Final answer:
The system of inequalities representing the number of quarters, q, and the number of dimes, d, that Mai could have is: 0.25q + 0.10d >= 2.00 (at least 10 coins are taken out of the jar), q >= 10 (less than $2.00), and d >= 10.
Step-by-step explanation:
The correct answer is:
a. The system of inequalities representing the number of quarters, q, and the number of dimes, d, that Mai could have is:
0.25q + 0.10d ≥ 2.00 (at least 10 coins are taken out of the jar)
q ≥ 10 (less than $2.00)
d ≥ 10
b. Let's check if Mai could have each of the following combinations of coins:
i. 3 quarters and 12 dimes:
We substitute q = 3 and d = 12 into the inequalities:
0.25(3) + 0.10(12) = 0.75 + 1.20 = 1.95 < 2.00
The combination satisfies the inequalities, so it is possible.
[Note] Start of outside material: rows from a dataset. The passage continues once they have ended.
Issue #284, opened 2019-12-02
V2 Help page/ticketing


jel535s:
## Context
For the 2nd Version of the app, we need to build out the help/support contact page which is accessible by all registered and logged in users.  This page needs to be updated to have a form which will automatically post to github as part of our ticketing process for issues.

## Process
The Help page should be updated to add a form which will automatically post to github as part of our ticketing process for issues.

## Acceptance Criteria/Definition of Done

Step 1- @gujacq - please mock-up a form for the help page.  This form should collect:

- _This copy at the top:_  
For MAC users:
If you're having issues in the app, please check out our FAQ manual here first [LINK: https://docs.google.com/document/d/1GEq8hbnjmH_4xq1WFgvuVrLMSTU1knjHLrKZyVqKzcY/edit?usp=sharing]
If you aren't able to find the answer there, you can also fill out this form and click submit to log your issue.  Our all-volunteer IT team will start work on it right away, but the issue may remain for some time depending on how heavy their workload is this week.  
For Partner users: 
If you're having issues in the app, please check out our FAQ manual here first [LINK: https://docs.google.com/document/d/1bhUsBvOoS8E15s8XPrQMejrZONrp-DuZJ42AjPf2odw/edit?usp=sharing]
If you aren't able to find the answer there, you can also fill out this form and click submit to log your issue.  Our all-volunteer IT team will start work on it right away, but the issue may remain for some time depending on how heavy their workload is this week.  
- user email address (ideally auto-fill)
- date/time (ideally auto-fill)
- Issue (long-form field)
- place to upload screenshots from phone or computer where they are accessing the app
- submit button
- _This copy at the bottom, near the submit button:_  If you need immediate assistance, please email lockbox@midwestaccesscoalition.org.

Step 1- dev team- please implement the copy/mockups as listed below.

## Resources

gujacq:
Support form for partner clinics (though the design should be the same for MAC users, just different content—see Jesse's notes above): https://invis.io/9EMYOUG7ZBA#/404321025_dashboard_-_Partner_User_-get_Support-_2

What it looks like when someone uploads multiple files - https://invis.io/9EMYOUG7ZBA#/404321027_dashboard_-_Partner_User_-get_Support-_2_Screenshots

Confirmation screen - https://invis.io/9EMYOUG7ZBA#/404321026_dashboard_-_Partner_User_-get_Support-_2_Confirmation

nsiwnf:
[...]

PR #421, opened 2020-04-17
Adding link to google form

nsiwnf:
## Changelog
Updated Get Support page to include Google Form link for ticket request

## Link to issue:  
#284 

Originally we were going to embed the form but then wanted to mitigate security issues by using an existing form. We decided to go with Google Forms to give tech people access to the spreadsheets. Google forms cannot be embedded if they include file upload sections so we decided to make it just a link instead of an iframe.

## Relevant Screenshots: 
Screen Shot 2020-05-10 at 2 32 48 PM

## Are you ready for review?:

- [ ] Added relevant tests
- [x] Linked PR to the issue

### DIFF
--- a/app/views/dashboard/support.html.erb
+++ b/app/views/dashboard/support.html.erb
@@ -3,11 +3,22 @@
   <p>
     If you're having issues in the app, please check out
     <% user_type = current_user.admin? ? "ADMIN" : "PARTNER" %>
-    <%= link_to "our FAQ manual", ENV["LOCKBOX_#{user_type}_FAQ_LINK"] %>
-    first.
-  </p>
-  <p>
-    If you can't find the answer there, you can also email
-    <%= link_to ENV["LOCKBOX_EMAIL"], "mailto:#{ENV["LOCKBOX_EMAIL"]}" %>.
-  </p>
-</div>
+      <%= link_to "our FAQ manual", ENV["LOCKBOX_#{user_type}_FAQ_LINK"] %>
+      first.
+    </p>
+    <p>
+      If you aren't able to find the answer there, you can also fill out this form and click submit to log your issue. Our all-volunteer IT team will start work on it right away, but the issue may remain for some time depending on how heavy their workload
+      is this week.
+    </p>
+
+    <p>
+      <a href="https://forms.gle/tw6MJQTgjfZhq2nD7" target="_blank">Fill out form</a> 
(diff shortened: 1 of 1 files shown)


app/views/dashboard/support.html.erb
```diff
@@ -3,11 +3,22 @@
...
-  <p>
-    If you can't find the answer there, you can also email
-    <%= link_to ENV["LOCKBOX_EMAIL"], "mailto:#{ENV["LOCKBOX_EMAIL"]}" %>.
-  </p>
-</div>
+      <%= link_to "our FAQ manual", ENV["LOCKBOX_#{user_type}_FAQ_LINK"] %>
+      first.
+    </p>
+    <p>
+      If you aren't able to find the answer there, you can also fill out this form and click submit to log your issue. Our all-volunteer IT team will start work on it right away, but the issue may remain for some time depending on how heavy their workload
```
BintLopez, line 10: can we hyperlink `fill out this form` to link to the form?

app/views/dashboard/support.html.erb
```diff
@@ -3,11 +3,22 @@
...
+      is this week.
+    </p>
+
+    <p>
+      <a href="https://forms.gle/tw6MJQTgjfZhq2nD7" target="_blank">Fill out form</a>
```
BintLopez, line 15: let's make this a button with "Log an Issue or Feedback" instead of "Fill out form"

BintLopez: Also, didn't catch this last week, but let's also pop this in an env var so that we can easily swap out the form as needed.

config/local_env.yml
```diff
@@ -3,3 +3,4 @@
 'LOCKBOX_EMAIL': "kittens@lockbox-example.com"
 'LOCKBOX_PARTNER_FAQ_LINK': "http://www.example.com/partner_faq"
 'REPLY_TO_EMAIL': "no-reply@lockbox-example.com"
+'ISSUE_FORM_LINK': "https://forms.gle/tw6MJQTgjfZhq2nD7"
```
BintLopez, line 6: let's not put the real form link in the public repo

nsiwnf: I removed it from the repo and squashed the commits so they wouldnt show up in the git history - Is there a way to remove it from these conversations too?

ii. 4 quarters and 10 dimes:
We substitute q = 4 and d = 10 into the inequalities:
0.25(4) + 0.10(10) = 1.00 + 1.00 = 2.00 ≥ 2.00
The combination does not satisfy the inequalities as it is equal to $2.00, so it is not possible under the constraint of having less than $2.00.
iii. 2 quarters and 5 dimes:
We substitute q = 2 and d = 5 into the inequalities:
0.25(2) + 0.10(5) = 0.50 + 0.50 = 1.00 < 2.00
The combination satisfies the inequalities, so it is possible.